6. En troisième et dernier lieu, et dès lors que le ministre était tenu de déclarer irrecevable la demande de réintégration formulée par M. B, comme cela a été dit au point précédent, le moyen tiré de la méconnaissance de l'article 6 de la Déclaration des droits de l'homme et du citoyen de 1789, qui, en outre, est dépourvu de précisions suffisantes pour en apprécier le bien-fondé, est inopérant et doit être écarté.

7. Il résulte de ce qui précède, et sans qu'il soit besoin d'examiner la fin de non-recevoir soulevée par le ministre de l'intérieur, que la requête de M. B ne peut qu'être rejetée, en toutes ses conclusions.

D E C I D E :

Article 1er : La requête de M. B est rejetée.

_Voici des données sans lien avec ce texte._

PR #348, opened 2023-09-20
feat: Implement public API that will open SpaceBindings to end users through proxy part 1

mfrancisc:
- create `GetUserWorkspace` to accommodate required changes for populating the newly added `workspace.Status.AvailableRoles` and `workspace.Status.Bindings` fields
- populate  `workspace.Spec.AvailableRoles`  for `GetUserWorkspace`

Follow up PRs will take care of populating also the`workspace.Status.Bindings` field.

Note: we could create separate handlers for _get workspace_ and _list workspaces_, but this will require more work on separating the test cases. Let's defer this for later maybe.

Jira story: https://issues.redhat.com/browse/ASC-410

Related PRs: 
- https://github.com/codeready-toolchain/toolchain-common/pull/327

Paired with:
- https://github.com/codeready-toolchain/toolchain-e2e/pull/797


pkg/proxy/handlers/spacelister.go
```diff
@@ -37,26 +39,85 @@ func NewSpaceLister(app application.Application) *SpaceLister {
 
 func (s *SpaceLister) HandleSpaceListRequest(ctx echo.Context) error {
```
alexeykazakov, line 40: I still think that having two separate handlers and use routes (https://github.com/codeready-toolchain/registration-service/blob/master/pkg/proxy/proxy.go#L127-L130) would make the code cleaner. This is why we have routes in the first place.

pkg/informers/informers.go
```diff
@@ -22,6 +22,7 @@ type Informer struct {
 	ToolchainStatus   cache.GenericLister
 	UserSignup        cache.GenericLister
 	ProxyPluginConfig cache.GenericLister
+	NSTemplateTier    cache.GenericLister
```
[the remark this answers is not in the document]
mfrancisc: good catch, I missed that. Thanks!

it's done now, plz see: https://github.com/codeready-toolchain/registration-service/pull/348/commits/c3639a39e3a2d367253f90650751c5581f7da4ac

pkg/proxy/handlers/spacelister.go
mfrancisc: I agree, and I can do that split. But as I briefly explained in the PR description this will introduce more changes (at least to the unit tests), and make the PR bigger. If this is not a concern then I'm fine with adding those changes to the current PR.

alexeykazakov: It's totally fine to split your work in multiple PR which compliment each other. For example one PR which introduces an Informer. Another one which adds a new handler for Get. And one more for adding a role.
What I would avoid is splitting your work in the way that the following PR has to refactor the code you introduced in the previous PRs. Like adding everything in one handler and then another PR which refactors the handler and the code you just added. You see what I mean?

mfrancisc: yeah, that was a better way of splitting the PRs. My PR now has the new nstemplatetier informer and available roles, the refactor for adding the new handler for GET will be "minimal" in the handler code, it will be more unit tests separation from what I can see. 

My idea was to:
1) introduce the new available roles (current PR)
2) introduce the list of bindings (at this point there will be some code duplication probably the code in host operator for listing all spacebindings, see: https://github.com/codeready-toolchain/host-operator/blob/c68ff269240fd984839a19fb6743288f31381d1b/controllers/space/space_controller.go#L260-L313)

at this point we delivered the functionality to RHTAP, and we can focus on refactoring if needed:

3) refactor the spacebindings listing and extract common logic to toolchain-common in order use it in both host-operator and registration-service
4) refactor the existing List handler and create a Get handler

The main idea was to first deliver the functionality (and small improvements), and then making the existing code better once RHTAP is using it already.  
But of course I'm open to suggestions.

mfrancisc:
I saw this unit test failure also locally: https://github.com/codeready-toolchain/registration-service/actions/runs/6253097120/job/16977766459?pr=348
```
--- FAIL: TestRunServerSuite (0.43s)
    --- FAIL: TestRunServerSuite/TestServer (0.42s)
        server_test.go:116: 
            	Error Trace:	/home/runner/work/registration-service/registration-service/pkg/server/server_test.go:116
            	            				/opt/hostedtoolcache/go/1.19.13/x64/src/runtime/asm_amd64.s:[159](https://github.com/codeready-toolchain/registration-service/actions/runs/6253097120/job/16977766459?pr=348#step:4:160)4
            	Error:      	Received unexpected error:
            	            	listen tcp :8081: bind: address already in use
            	Test:       	TestRunServerSuite/TestServer
FAIL
```

but I thought that was caused by some other process on my machine using the same port 🤔

alexeykazakov:
> but I thought that was caused by some other process on my machine using the same port

It's a known flaky unit test. We do start a real server in our unit tests to test some parts of the proxy. Never actually tried to fix it... Just restarting the job should fix it.

pkg/proxy/handlers/spacelister.go
alexeykazakov: Maybe I'm missing something but starting with two handlers instead of adding everything to the single one doesn't really make the implementation harder... But again, maybe I'm missing something :)

mfrancisc: No it doesn't make the implementation harder , it's just some more changes to review :). If this is not a concern, I'll add  the changes for the new handler in the current PR.

pkg/proxy/handlers/spacelister.go
```diff
@@ -81,68 +150,98 @@ func (s *SpaceLister) ListUserWorkspaces(ctx echo.Context) ([]toolchainv1alpha1.
...
 		}
+		workspace := createCommonWorkspace(signupName, space, spacebinding)
+		workspaces = append(workspaces, *workspace)
+	}
+	return workspaces
+}
 
-		// TODO right now we get SpaceCreatorLabelKey but should get owner from Space once it's implemented
-		ownerName = space.Labels[toolchainv1alpha1.SpaceCreatorLabelKey]
+func createCommonWorkspace(signupName string, space *toolchainv1alpha1.Space, spaceBinding *toolchainv1alpha1.SpaceBinding, wsAdditionalOptions ...commonproxy.WorkspaceOption) *toolchainv1alpha1.Workspace {
```
alexeykazakov, line 206: Maybe something like `createWorkspaceObject()` would be a better name?

pkg/proxy/handlers/spacelister.go
```diff
@@ -81,68 +150,98 @@ func (s *SpaceLister) ListUserWorkspaces(ctx echo.Context) ([]toolchainv1alpha1.
...
+	return s.GetInformerServiceFunc().GetSpace(spaceName)
+}
+
+func getRolesFromNSTemplateTier(nstemplatetier *toolchainv1alpha1.NSTemplateTier) []string {
+	roles := make([]string, len(nstemplatetier.Spec.SpaceRoles))
+	i := 0
+	for k := range nstemplatetier.Spec.SpaceRoles {
+		roles[i] = k
+		i++
+	}
```
alexeykazakov, line 242: Shouldn't it be this instead:
```suggestion
	for i, k := range nstemplatetier.Spec.SpaceRoles {
		roles[i] = k
	}
```

alexeykazakov (commented):
Looks good! Just a couple of comments.

pkg/proxy/handlers/spacelister.go
mfrancisc: Well, actually I now realized why I had to do it this way. The `SpaceRoles` indexes are strings (name of the role) and not integers.

pkg/proxy/handlers/spacelister.go
mfrancisc: yeah, I was unsure about a proper name (as always 😅 ). thanks for the suggestion! 

Applied: https://github.com/codeready-toolchain/registration-service/pull/348/commits/e83efa484c4ca06b4053e640407cb188ae1e7fdb

mfrancisc:
/retest

reg-service should not crash anymore

mfrancisc:
/retest

really strange , from the regservice seems like it's still crashing because of the missing `nstemplatetiers` role missing: https://gcsweb-ci.apps.ci.l2s4.p1.openshiftapps.com/gcs/origin-ci-test/pr-logs/pull/codeready-toolchain_registration-service/348/pull-ci-codeready-toolchain-registration-service-master-e2e/1706271468867817472/artifacts/e2e/test/artifacts/registration-service.log

even if I've already merged that [host-operator PR](https://github.com/codeready-toolchain/host-operator/pull/866) . 

Maybe I'm still missing something? 🤔

pkg/proxy/handlers/spacelister.go
alexeykazakov: Ah! It's a map. Not an array.

mfrancisc: correct!

alexeykazakov (approved):
Looks good! But the title is a bit misleading. This PR doesn't expose SpaceBindings yet. It only adds the list of available roles for now, correct?

mfrancisc:
@alexeykazakov thanks for taking a look and approval. 

you're right , the title its a bit misleading. As I tried to explain in the description its just introducing the available roles and new handler for her workspaces. Next PRs will add the spacebindings list. I'll make sure to be more accurate with the PR titles.

pkg/proxy/handlers/spacelister.go
```diff
@@ -81,68 +149,98 @@ func (s *SpaceLister) ListUserWorkspaces(ctx echo.Context) ([]toolchainv1alpha1.
...
 
-	if doGetWorkspace {
-		// specific workspace requested so add label requirement to match the space
-		spaceSelector, err := labels.NewRequirement(toolchainv1alpha1.SpaceBindingSpaceLabelKey, selection.Equals, []string{workspaceName})
-		if err != nil {
-			return nil, err
-		}
-		requirements = append(requirements, *spaceSelector)
+	//  let's only log the issue and consider this as not found
+	if len(spaceBindings) != 1 {
```
MatousJobanek, line 180: we could change that so when 
`len(spaceBindings) == 0` then we would return not found
and if `len(spaceBindings) > 1` then we would return "internal error"

pkg/proxy/handlers/spacelister.go
```diff
@@ -36,25 +37,92 @@ func NewSpaceLister(app application.Application) *SpaceLister {
...
+		// not found
+		r := schema.GroupResource{Group: "toolchain.dev.openshift.com", Resource: "workspaces"}
+		return errorResponse(ctx, apierrors.NewNotFound(r, workspaceName))
+	}
+	return getWorkspaceResponse(ctx, workspace)
+}
+
+func (s *SpaceLister) GetUserWorkspace(ctx echo.Context, signup *signup.Signup) (*toolchainv1alpha1.Workspace, error) {
+	murName := signup.CompliantUsername
+	spaceBinding, err := s.listSpaceBindingForUserAndSpace(ctx, murName)
```
MatousJobanek, line 95: we should keep in mind the Space inheritance - if a user tries to get information about sub-space, then no SpaceBinding will be found. The logic needs to go up in the tree of the parents until it finds at least one.
It's fine to do it in the following PR :+1:

pkg/proxy/handlers/spacelister.go
```diff
@@ -81,68 +149,98 @@ func (s *SpaceLister) ListUserWorkspaces(ctx echo.Context) ([]toolchainv1alpha1.
...
+	return s.GetInformerServiceFunc().GetSpace(spaceName)
+}
+
+func getRolesFromNSTemplateTier(nstemplatetier *toolchainv1alpha1.NSTemplateTier) []string {
+	roles := make([]string, len(nstemplatetier.Spec.SpaceRoles))
+	i := 0
+	for k := range nstemplatetier.Spec.SpaceRoles {
+		roles[i] = k
+		i++
+	}
```
MatousJobanek, line 241: easier to read:
```suggestion
	roles := make([]string, 0, len(nstemplatetier.Spec.SpaceRoles))
	for k := range nstemplatetier.Spec.SpaceRoles {
		roles = append(roles, k)
	}
```

pkg/proxy/handlers/spacelister.go
```diff
@@ -36,25 +37,92 @@ func NewSpaceLister(app application.Application) *SpaceLister {
...
+		// account exists but the compliant username is not set yet, meaning it has not been fully provisioned yet
+		// return not found response when specific workspace request was issued
+		r := schema.GroupResource{Group: "toolchain.dev.openshift.com", Resource: "workspaces"}
+		return errorResponse(ctx, apierrors.NewNotFound(r, workspaceName))
 
-	return listWorkspaceResponse(ctx, workspaces)
+	}
+
+	// get specific workspace
+	workspace, err := s.GetUserWorkspace(ctx, userSignup)
```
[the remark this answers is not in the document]
mfrancisc: Both handlers `HandleSpaceListRequest` and the newly added `HandleSpaceGetRequest` need to retrieve the usersignup in order to get the `signup.CompliantUsername` to be used as MUR name for listing the spacebindings. The _get_ and the _list_ are now in different handlers so both of them need to retrieve the usersignup, but maybe I'm missing something.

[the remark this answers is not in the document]
MatousJobanek: I'm idiot - I selected a wrong code and copy-pasted a wrong method name when doing the comment. Sorry about that. I got lost in the changes between IDE and GH.
I wanted to comment on 
`HandleSpaceListRequest` part:
https://github.com/codeready-toolchain/registration-service/blob/1305bcf1a4583893eb6a7415ba998abc95fad2d6/pkg/proxy/handlers/spacelister.go#L39-L55

you check the UserSignup there and then call the `ListUserWorkspaces` method which does the same again:
https://github.com/codeready-toolchain/registration-service/blob/1305bcf1a4583893eb6a7415ba998abc95fad2d6/pkg/proxy/handlers/spacelister.go#L128-L140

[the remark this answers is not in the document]
mfrancisc: Oh no worries, I see now the issue 🤦‍♂️ . I haven't noticed I duplicated this code while refactoring , thanks for pointing that out! Let me fix it!

pkg/proxy/handlers/spacelister.go
mfrancisc: Good point! thanks!

pkg/proxy/handlers/spacelister.go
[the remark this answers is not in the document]
mfrancisc: I've moved the usersignup retrieveal inside the `ListUserWorkspaces` and `GetUserWorkspace` functions, so that they are the same. I removed that from the handler functions, mainly because the `ListUserWorkspaces` function is used also by the proxy which doesn't have the usersignup available to be passed as parameter.

Plz see: https://github.com/codeready-toolchain/registration-service/pull/348/commits/01759250a7329b5df84baeca99ea984bd28029ec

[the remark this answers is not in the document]
mfrancisc: And I've also added sub tests in HandleSpaceGetRequest for the "get signup error" and "signup has no compliant username set"

pkg/proxy/handlers/spacelister.go
mfrancisc: Good point! Done with tests: https://github.com/codeready-toolchain/registration-service/pull/348/commits/01759250a7329b5df84baeca99ea984bd28029ec

pkg/proxy/handlers/spacelister.go
mfrancisc: Yeah, good point. Let me do that in the next PR. Thanks!

mfrancisc:
@MatousJobanek thanks for your review. I've addressed your comments, PTAL when you have some time!

MatousJobanek (approved):
Thanks for addressing my comments :heart: :rocket:

MatousJobanek (approved):
merge looks good :+1:

mfrancisc:
@MatousJobanek thanks for double checking 🙏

Article 2 : Le présent jugement sera notifié à M. A B, au ministre d'Etat, ministre de l'intérieur et à Me Franza-Mazauric.

Délibéré après l'audience du 5 juin 2025 à laquelle siégeaient :

Mme Béria-Guillaumie, présidente,

M. Hannoyer, premier conseiller,

Mme Baufumé, première conseillère.

Rendu public par mise à disposition au greffe le 19 juin 2025.

La rapporteure,

A. BAUFUMÉ

La présidente,

M. BÉRIA-GUILLAUMIE

La greffière,

B. GAUTIER

La République mande et ordonne au ministre d'Etat, ministre de l'intérieur

en ce qui le concerne ou à tous commissaires de justice

à ce requis en ce qui concerne les voies de droit commun

contre les parties privées, de pourvoir

à l'exécution de la présente décision.